Elle naît bien sûr à la faveur des conflits du monde contemporain. Mais d'un point de vue
idéologique, elle est issue de la tendance la plus littéraliste du sunnisme du IXe siècle, le
Hanbalisme, par l'intermédiaire de la pensée d'Ibn Taymiyya, idéologue du XIIIe siècle, qui
voulait revenir à ce qu'il considérait comme étant la lettre du texte, notamment contre les
mystiques.
Cette tendance a connu une étonnante résurgence à la fin du XVIIIe siècle en Arabie
orientale. La tribu des Saoud suivit alors le prédicateur Ibn Abd al Wahhab qui prônait
«l’excommunication», le takfir, soit le fait de déclarer impie et de pouvoir mettre à mort ceux
qui n'étaient pas d’accord avec eux. En 1801, les Saoud vont ainsi s’attaquer à l’Irak et
prendre la ville chiite de Kerbala en y perpétrant un massacre. Un peu plus tard, ils iront piller
La Mecque et Médine.
Les Ottomans vont alors mandater le khédive d’Egypte pour arrêter ces fous furieux.
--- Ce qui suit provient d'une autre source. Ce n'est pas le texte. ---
Issue #1180, opened 2023-08-14
multi-pathfinder algorithm - add arg to enable/supress output of single-path pathfinders


mitzimorris:
#### Summary:
For multi-path Pathfinder, add a command-line argument to enable/supress writing of CSV files for the individual single-path pathfinders.

#### Description:
When running multi-path pathfinder, the algorithm outputs the draws from each single-path pathfinder as well as the PSIS draws.  The single-path CSV files are there mainly for the purpose of checking the Pathfinder algorithm; the PSIS draws are the outputs intended for inference.

#### Current Version:
v2.32.2

WardBrian:
My vote is disabled by default with a flag to enable

mitzimorris:
there's this argument grouping - adding this to "output" seems most natural, but this is totally pathfinder-specific.   any suggestions for arg name?

WardBrian:
The assumption that output spec is independent of algorithm looks more questionable by the day. I think it really only makes sense to place under pathfinder, since putting it under output would add an argument to all the other methods which don't need it. 

I think calling it `save_individual_paths` is good. The edge case of `num_paths=1 save_individual_paths=0` is a bit annoying, but I think we can just ignore it entirely if num_paths is 1

bob-carpenter:
This was, of course, the failure mode I anticipated for this design, so I'm also OK putting it under the pathfinder hierarchy of command-line args.

mitzimorris:
proposed fix:

pathfinder boolean arg `save_single_paths`, default false.

the PSIS sample file is `output.csv`

by default, pathfinder method runs 4 single-path pathfinders.
when  `save_single_paths`, single-path pathfinder output filenames look like:
`output_pathfinder_<path-id>.csv`, e.g.

`output_pathfinder_1.csv` ... `output_pathfinder_4.csv`

if arg `num_paths` == 1,  the result of the single-path pathfinder run will also be in file `output.csv`.
reasoning here is that if you only get one output file, you don't need any qualifiers on the filename.

happy to modify this as @bob-carpenter and @WardBrian see fit.

bob-carpenter:
That sounds OK to me.

mitzimorris:
single-path output name suggestions?

`output_pathfinder_1.csv` vs `output_single_path_1.csv`. ???

WardBrian:
I would say output_path_1

PR #1184, opened 2023-08-17
`Feature/1180 pathfinder single path csvs

mitzimorris:
#### Submisison Checklist

#### Summary:

Added flag `save_single_path` to method `pathfinder`, per discussion in #1180 

#### Intended Effect:

Better user experience.

#### How to Verify:

Unit tests

#### Side Effects:

N/A

#### Documentation:

see PR https://github.com/stan-dev/docs/pull/651#

#### Copyright and Licensing

### DIFF
--- a/src/cmdstan/command.hpp
+++ b/src/cmdstan/command.hpp
@@ -195,8 +195,10 @@ int command(int argc, const char *argv[]) {
       diagnostic_csv_writers;
   std::vector<stan::callbacks::json_writer<std::ofstream>>
       diagnostic_json_writers;
+  stan::callbacks::unique_stream_writer<std::ofstream> pathfinder_writer;
+
   init_callbacks(parser, sample_writers, diagnostic_csv_writers,
-                 diagnostic_json_writers);
+                 diagnostic_json_writers, pathfinder_writer);
 
   // Setup initial parameter values - arg "init"
   // arg is either filename or init radius value
@@ -264,18 +266,6 @@ int command(int argc, const char *argv[]) {
           save_iterations, refresh, interrupt, logger, init_writer,
           sample_writers[0], diagnostic_json_writers[0]);
     } else {
-      std::string output_file
-          = get_arg_val<string_argument>(parser, "output", "file");
-      auto base_sfx = get_basename_suffix(output_file);
-      if (base_sfx.second.empty())
-        base_sfx.second = ".csv";
-      auto ofs = std::make_unique<std::ofstream>(base_sfx.first + "_pathfinder"
-                                                 + base_sfx.second);
-      if (sig_figs > -1) {
-        ofs->precision(sig_figs);
-      }
-      stan::callbacks::unique_stream_writer<std::ofstream> pathfinder_writer(
-          std::move(ofs), "# ");
       write_stan(pathfinder_writer);
       write_model(pathfinder_writer, model.model_name());
       write_datetime(pathfinder_writer);
--- a/src/cmdstan/command.hpp
+++ b/src/cmdstan/command.hpp
@@ -195,10 +195,9 @@ int command(int argc, const char *argv[]) {
       diagnostic_csv_writers;
   std::vector<stan::callbacks::json_writer<std::ofstream>>
       diagnostic_json_writers;
-  stan::callbacks::unique_stream_writer<std::ofstream> pathfinder_writer;
 
   init_callbacks(parser, sample_writers, diagnostic_csv_writers,
-                 diagnostic_json_writers, pathfinder_writer);
+                 diagnostic_json_writers);
 
   // Setup initial parameter values - arg "init"
   // arg is either filename or init radius value
@@ -266,6 +265,12 @@ int command(int argc, const char *argv[]) {
           save_iterations, refresh, interrupt, logger, init_writer,
           sample_writers[0], diagnostic_json_writers[0]);
     } else {
+      std::vector<std::string> output_filenames =
+        make_filenames(get_arg_val<string_argument>(parser, "output", "file"), "", ".csv", 1, id);
+      auto ofs = std::make_unique<std::ofstream>(output_filenames[0]);
+      if (sig_figs > -1)
+        ofs->precision(sig_figs);
+      stan::callbacks::unique_stream_writer<std::ofstream> pathfinder_writer(std::move(ofs), "# ");
       write_stan(pathfinder_writer);
       write_model(pathfinder_writer, model.model_name());
       write_datetime(pathfinder_writer);
--- a/src/cmdstan/command.hpp
+++ b/src/cmdstan/command.hpp
@@ -267,10 +267,11 @@ int command(int argc, const char *argv[]) {
           save_iterations, refresh, interrupt, logger, init_writer,
           sample_writers[0], diagnostic_json_writers[0]);
     } else {
-      std::vector<std::string> pf_names = make_filenames(
-          get_arg_val<string_argument>(parser, "output", "file"), "", ".csv", 1,
-          id);
-      auto ofs = std::make_unique<std::ofstream>(pf_names[0]);
+      auto ofs
+          = std::make_unique<std::ofstream>(
+              get_basename_suffix(
+                  get_arg_val<string_argument>(parser, "output", "file")).first
+              + ".csv");
       if (sig_figs > -1)
         ofs->precision(sig_figs);
       stan::callbacks::unique_stream_writer<std::ofstream> pathfinder_writer(
--- a/src/cmdstan/command.hpp
+++ b/src/cmdstan/command.hpp
@@ -267,11 +267,11 @@ int command(int argc, const char *argv[]) {
           save_iterations, refresh, interrupt, logger, init_writer,
           sample_writers[0], diagnostic_json_writers[0]);
     } else {
-      auto ofs
-          = std::make_unique<std::ofstream>(
-              get_basename_suffix(
-                  get_arg_val<string_argument>(parser, "output", "file")).first
-              + ".csv");
+      auto ofs = std::make_unique<std::ofstream>(
+          get_basename_suffix(
+              get_arg_val<string_argument>(parser, "output", "file"))
+              .first
+          + ".csv");
       if (sig_figs > -1)
         ofs->precision(sig_figs);
       stan::callbacks::unique_stream_writer<std::ofstream> pathfinder_writer(
--- a/src/cmdstan/command.hpp
+++ b/src/cmdstan/command.hpp
@@ -208,9 +208,11 @@ int command(int argc, const char *argv[]) {
     init = "";
   } catch (const std::logic_error &e) {
   }
+
   std::vector<std::shared_ptr<stan::io::var_context>> init_contexts
       = get_vec_var_context(init, num_chains);
   std::vector<std::string> model_compile_info = model.model_compile_info();
+
   for (int i = 0; i < num_chains; ++i) {
     write_stan(sample_writers[i]);
     write_model(sample_writers[i], model.model_name());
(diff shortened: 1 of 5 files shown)


src/cmdstan/command.hpp
```diff
@@ -264,16 +265,12 @@ int command(int argc, const char *argv[]) {
...
-      auto base_sfx = get_basename_suffix(output_file);
-      if (base_sfx.second.empty())
-        base_sfx.second = ".csv";
-      auto ofs = std::make_unique<std::ofstream>(base_sfx.first + "_pathfinder"
-                                                 + base_sfx.second);
-      if (sig_figs > -1) {
+      std::vector<std::string> output_filenames = make_filenames(
+          get_arg_val<string_argument>(parser, "output", "file"), "", ".csv", 1,
+          id);
+      auto ofs = std::make_unique<std::ofstream>(output_filenames[0]);
```
WardBrian, line 271: Does this need the extra indirection with the helper function call and the vector return?

src/cmdstan/command_helper.hpp
```diff
@@ -767,22 +768,40 @@ void init_callbacks(
         &diag_csv_writers,
     std::vector<stan::callbacks::json_writer<std::ofstream>>
         &diag_json_writers) {
+  // bookkeeping
```
WardBrian, line 771:
```suggestion

```

src/cmdstan/command_helper.hpp
```diff
@@ -767,22 +768,40 @@ void init_callbacks(
...
-    sample_writers.emplace_back(std::move(ofs), "# ");
+  if (!is_pathfinder || save_single_paths || num_chains == 1) {
+    std::vector<std::string> output_filenames
+        = make_filenames(get_arg_val<string_argument>(parser, "output", "file"),
+                         "", ".csv", num_chains, id);
+    if (save_single_paths) {
+      output_filenames = make_filenames(
+          get_arg_val<string_argument>(parser, "output", "file"), "_path",
+          ".csv", num_chains, id);
+    }
```
WardBrian, line 792: This seems like it should be an if/else, rather than re-assigning to the vector

src/cmdstan/command_helper.hpp
```diff
@@ -767,22 +768,40 @@ void init_callbacks(
...
+    for (int i = 0; i < num_chains; ++i) {
+      auto ofs = std::make_unique<std::ofstream>(output_filenames[i]);
+      if (sig_figs > -1)
+        ofs->precision(sig_figs);
+      sample_writers.emplace_back(std::move(ofs), "# ");
+    }
+  } else if (is_pathfinder && !save_single_paths) {
+    for (int i = 0; i < num_chains; ++i) {
+      sample_writers.emplace_back(nullptr, "# ");
+    }
```
WardBrian, line 802: I'm happy to be overruled on this but I think the intention reads clearer if this special case is an if, and then everything else is just an 'else'

So you'd have (I think) `  if (is_pathfinder && !(save_single_paths && num_chains > 1) ) {` followed by this block, and then an `else` with all the above.

A comment explaining why we're branching would also be nice!

WardBrian (changes requested):

WardBrian:
Do we feel like this should interact with the diagnostic files at all? I know at the moment there are no multipath-pathfinder specific diagnostics in reality, so it might be odd to require the `save_single_paths` argument to get any diagnostics out

mitzimorris:
> it might be odd to require the save_single_paths argument to get any diagnostics out

but this isn't required - `save_single_paths` outputs CSV draws from the individual pathfinders.
the diagnostics files report on the Pathfinder trajectory via LBFGS.

WardBrian:
I understand the current behavior, I'm asking if we think it should have an impact

Imagine one day we actually use the argument for multi-pathfinder to have diagnostics (independent of the single path diagnostics). Then it would seem natural that this argument also controlled whether the single-path diagnostics were saved.

mitzimorris:
I see - so if you want the diagnostics file then you'd probably want the single-path pathfinders as well?
which means that we don't need "save_single_paths" - `diagnostic_file` arg controls everything?
and then you'd have both `.json` and `.csv` files which have the same basename?

very elegant!

WardBrian:
I was thinking of more or less the flip of that - what should this argument do if there are multiple kinds of diagnostics (like there are multiple kinds of output csvs at the moment)

mitzimorris:
add more arguments to pathfinder method that are fine-grained enough to handle this and forget about output arg `diagnostics_file`?

WardBrian:
I think I was unclear. 

This PR was motivated because the current “output” argument controls both the output of the PSIS draws and the individual paths. My point is just that one day, if we actually use the diagnostic file argument to the multi-path algorithm, we will have the same thing with the “diagnostic file” argument - some for the PSIS, some for single paths. Whether we care is another question, and the answer can be “no”

mitzimorris:
if I understand correctly proposal is this:

- `diagnostic_file` - is an output sub-argument which is reserved for multi-path Pathfinder.
- "save_single_paths" - for method `pathfinder` is a boolean arg which, if true, will create both the CSV file of draws and the json file of ELBO evaluations.

if I understand correctly, `save_single_paths` is useful mainly for exploring Pathfinder behavoir on challenging or ill-specified models.

WardBrian:
Currently, this PR implements:

| - | `output=foo` | `diagnostic_file=bar` |
|--------|--------|--------|
| **`save_single_paths=0`** | One file, `foo.csv`, containing PSIS draws | Several `bar_N.json` files, one for each path, containing single-pathfinder diagnostics |
| **`save_single_paths=1`** | The same `foo.csv` file, plus individual `foo_path_N.csv` files, one for each path | Several `bar_N.json` files, one for each path, containing single-pathfinder diagnostics |


My question was, should the matrix look instead like:

| - | `output=foo` | `diagnostic_file=bar` |
|--------|--------|--------|
| **`save_single_paths=0`** | One file, `foo.csv`, containing PSIS draws | One file, `bar.json`, containing the diagnostics for multi-path pathfinder (currently, this is completely unused). |
| **`save_single_paths=1`** | The same `foo.csv` file, plus individual `foo_path_N.csv` files, one for each path | The same `bar.json` file, plus individual `bar_path_N.json` files containing the diagnostics for each single-path |


As noted, there are currently no diagnostics for multi-path _besides_ each individual path's diagnostics, but if we ever think there would be then maybe the second table makes more sense. Of course, if someone is asking for diagnostics, maybe it's fine just to give them more than they asked for. It's a much less common use case than output, at any rate

mitzimorris:
two things:

- creating an empty multi-path pathfinder diagnostics file is confusing
-  having to specify diagnostic file basename could be skipped in favor of adding distinguishing tags for output file basename.

mitzimorris:
per discussion w/ @WardBrian and @SteveBronder:

- `output` sub-arg `diagnostic_file` will be used for outputs from multi-path Pathfinder.  currently, dummy json writer passed in to service method call.
-  `pathfinder` boolean arg `save_single_paths`, when true, will save both single-path sample as well as single-path diagnostics which report on the ELBO evaluations.   these files names will constructed from the `output_file` basename, plus `_path` + path id.

Question:  what should single path pathfinder output file be named if `num_paths= 1`?   what about `num_paths=1` and `save_single_paths=1`?   Choices for output filenames:

- a.  `basename_path_1.csv`  and `basename_path_1.json`
- b.  `basename.csv` and `basename.json`

I prefer option b.  opinions?  @bob-carpenter ?

WardBrian:
I think if num paths is 1 it should just be “output.csv”, and the diagnostic should probably come from the diagnostic file argument

mitzimorris:
how about this:

if `num_paths=1` and `save_single_paths=1` and arg `diagnostic_file` is unspecified, then single-path diagnostics are in file `output.json`.

if `num_paths=1` and `diagnostic_file="foo.json"`, then single-path diagnostics are in file `foo.json`.

mitzimorris:
this is ready for re-review.

mitzimorris:
CI failed on upstream/(downstream?) performance tests - one of the benchmarks gold files is missing?
@WardBrian @serban-nicusor-toptal 

```

Informational Message: The current Metropolis proposal is about to be rejected because of the following issue:
Exception: gp_exp_quad_cov: sigma is 0, but must be positive! (in '../stat_comp_benchmarks/benchmarks/gp_pois_regr/gp_pois_regr.stan', line 14, column 4 to line 15, column 59)
If this warning occurs sporadically, such as for highly constrained variable types like covariance matrices, then the sampler is fine,
but if this warning occurs often then your model may be either severely ill-conditioned or misspecified.

Iteration:  100 / 2000 [  5%]  (Warmup)
Iteration:  200 / 2000 [ 10%]  (Warmup)
Iteration:  300 / 2000 [ 15%]  (Warmup)
Iteration:  400 / 2000 [ 20%]  (Warmup)
Iteration:  500 / 2000 [ 25%]  (Warmup)
Iteration:  600 / 2000 [ 30%]  (Warmup)
Iteration:  700 / 2000 [ 35%]  (Warmup)
Iteration:  800 / 2000 [ 40%]  (Warmup)
Iteration:  900 / 2000 [ 45%]  (Warmup)
Iteration: 1000 / 2000 [ 50%]  (Warmup)
Iteration: 1001 / 2000 [ 50%]  (Sampling)
Iteration: 1100 / 2000 [ 55%]  (Sampling)
Iteration: 1200 / 2000 [ 60%]  (Sampling)
Iteration: 1300 / 2000 [ 65%]  (Sampling)
Iteration: 1400 / 2000 [ 70%]  (Sampling)
Iteration: 1500 / 2000 [ 75%]  (Sampling)
Iteration: 1600 / 2000 [ 80%]  (Sampling)
Iteration: 1700 / 2000 [ 85%]  (Sampling)
Iteration: 1800 / 2000 [ 90%]  (Sampling)
Iteration: 1900 / 2000 [ 95%]  (Sampling)
Iteration: 2000 / 2000 [100%]  (Sampling)

 Elapsed Time: 1.795 seconds (Warm-up)
               2.345 seconds (Sampling)
               4.14 seconds (Total)

Traceback (most recent call last):
  File "./runPerformanceTests.py", line 424, in <module>
    results = list(results)
  File "./runPerformanceTests.py", line 345, in process_test_wrapper
    time_, (fails, errors) = run(exe, data, overwrite, check_golds,
  File "./runPerformanceTests.py", line 275, in run
    summary = csv_summary(tmp)
  File "./runPerformanceTests.py", line 163, in csv_summary
    with open(csv_file, 'r', encoding = 'utf-8') as raw:
FileNotFoundError: [Errno 2] No such file or directory: 'golds/stat_comp_benchmarks_benchmarks_gp_pois_regr_gp_pois_regr.gold.tmp'
script returned exit code 1
```

WardBrian:
It’s because the performance tests request output files that end in .tmp:
https://github.com/stan-dev/performance-tests-cmdstan/blob/ffff830fbd6d5e09dbee67dad336e957e9e19b2a/runPerformanceTests.py#L268

But the latest changes here (to make_filenames specifically) always overwrite that to be .csv

src/cmdstan/command.hpp
```diff
@@ -264,16 +267,12 @@ int command(int argc, const char *argv[]) {
...
-      auto base_sfx = get_basename_suffix(output_file);
-      if (base_sfx.second.empty())
-        base_sfx.second = ".csv";
-      auto ofs = std::make_unique<std::ofstream>(base_sfx.first + "_pathfinder"
-                                                 + base_sfx.second);
-      if (sig_figs > -1) {
+      std::vector<std::string> pf_names = make_filenames(
+          get_arg_val<string_argument>(parser, "output", "file"), "", ".csv", 1,
+          id);
+      auto ofs = std::make_unique<std::ofstream>(pf_names[0]);
```
WardBrian, line 273: I think I still prefer the original code which just repeated the piece of logic needed rather than calling this function and creating a length-1 vector

src/cmdstan/command_helper.hpp
```diff
@@ -738,14 +738,13 @@ void check_file_config(argument_parser &parser) {
...
+                                        const std::string &tag,
                                         const std::string &type,
                                         unsigned int num_chains,
                                         unsigned int id) {
   std::vector<std::string> names(num_chains);
   auto base_sfx = get_basename_suffix(filename);
-  if (base_sfx.second.empty()) {
-    base_sfx.second = type;
-  }
+  base_sfx.second = type;
```
WardBrian, line 747: As noted, this is breaking tests (and would possibly break users code, if they were expecting the old behavior for filenames).

I think you could either add something like an `bool override_type = false` argument to keep the old behavior for all cases besides the pathfinder JSONs, or reconsider if reusing the output filename is the right abstraction

WardBrian (approved):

Les
villes saintes seront libérées et le chef des Saoud envoyé à Constantinople où il sera exécuté
en place publique. Je dirai donc que la phase Daech a déjà préexisté au XIXe siècle, avec une
idéologie aussi délirante.
Les salafistes disent imiter l'exemple de Mahomet. Mais que savons-nous de lui?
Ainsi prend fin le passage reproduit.